After I was able to somewhat wrap my head around what had happened I made the choice to lay low concerning my quest for stardom and not use the tragedy as a tool of sympathy to progress my career. I did the complete opposite. I felt exploiting such a tragedy would have been a cheap and sleazy thing to do and more than that would of dishonored the memory of my late husband Michael Thomas. Good choice? Bad choice? I guess one will never know but I will tell you this much, I could lay my head down at night with a clear conscious.
My goal is to finish what I started. I didn’t come to this town at the age of 15 to fail. I had earned many opportunities and was lucky I was given the chances to prove myself. I was on quite a roll and could feel success just in my reach when the “rug” was pulled out from under me.
More than that I have found that after suffering such tragedy you’re not the same person you were before and never will be. This is both good and bad. Innocence forever gone, wile wisdom beyond ones years replaces it.
To be honest I wouldn’t want to be in my 20’s anymore. I love what I’ve become. (Although I must say it seems I have to eat way less and exercise 100 times harder than I did in my 20’s!!!) That kinda sucks!
I’m proud of this project. The team that came together to make this happen is amazing. They sprinkled it with their love and beautiful talent. Thanks guys!!!!!
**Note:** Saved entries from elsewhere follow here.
Issue #4, opened 2018-01-05
Improve documentation redaction & highlighting


francisbrito:
For presentational reasons, it would be nice to have code snippets be highlighted in JavaScript language. This is possible by making some simple changes to the markdown text in the `README.md`.

In the same vein, there are some extra spaces around some method calls that can be removed and `@param` strings that could be highlighted.

I'd like to contribute with this changes if you're OK with it.

vrolland:
Feel free to make PR

vrolland:
PR merged. Thank you !

PR #6, opened 2018-01-06
Improve documentation.

francisbrito:
* Add syntax highlighting to code snippets.
* Remove trailing whitespace in some method definitions.
* Fix double quote characters in code snippets.

### DIFF
--- a/README.md
+++ b/README.md
@@ -39,9 +39,9 @@ Custom configuration
 
 Instantiates a new RequestNetwork instance that provides the public interface to the requestNetwork.js library.
 
-* @param   provider  The Web3.js Provider instance you would like the requestNetwork.js library to use for interacting with the Ethereum network.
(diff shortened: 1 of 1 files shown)


francisbrito:
Here are the changes proposed on #4 :)

Also, since this project uses TypeScript, do you think it would be a good idea to switch into using a dedicated documentation tool such as `typedoc`? It can statically analyze the code an generate developer friendly documentation. I think it would work great for an "API reference" page in the repository's wiki.

Here's an example of how `typedoc`'s output looks like:
screen shot 2018-01-06 at 2 40 23 pm

If you like this proposal, I can add it to this PR :)

vrolland:
We approved your changes, Thank you francisbrito!

typedoc sounds like a good idea feel free to suggest some new commits with it.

This CD has already toured two countries! We recorded the tracks in Nashville. My producer Tim Thorney (Alanis Morrisette’s producer) from Toronto Canada got the gifted Scott Gordon in Los Angeles do the mix, and last but not least it was mastered by the amazing Bob Ludwig in Portland Maine. CRAZY!
I shot the photos at my farm just north of Nashville. The horse (Valentino) in the photos is 28 years old! I got him when he was 5 months old. He has been one of the GREAT loves of my life!
I’m very proud to say that NONE of these photos have been photo shopped. They may need to be but or butt!!!! Ha ha
The making this CD felt so right. It feels like I have arrived, home.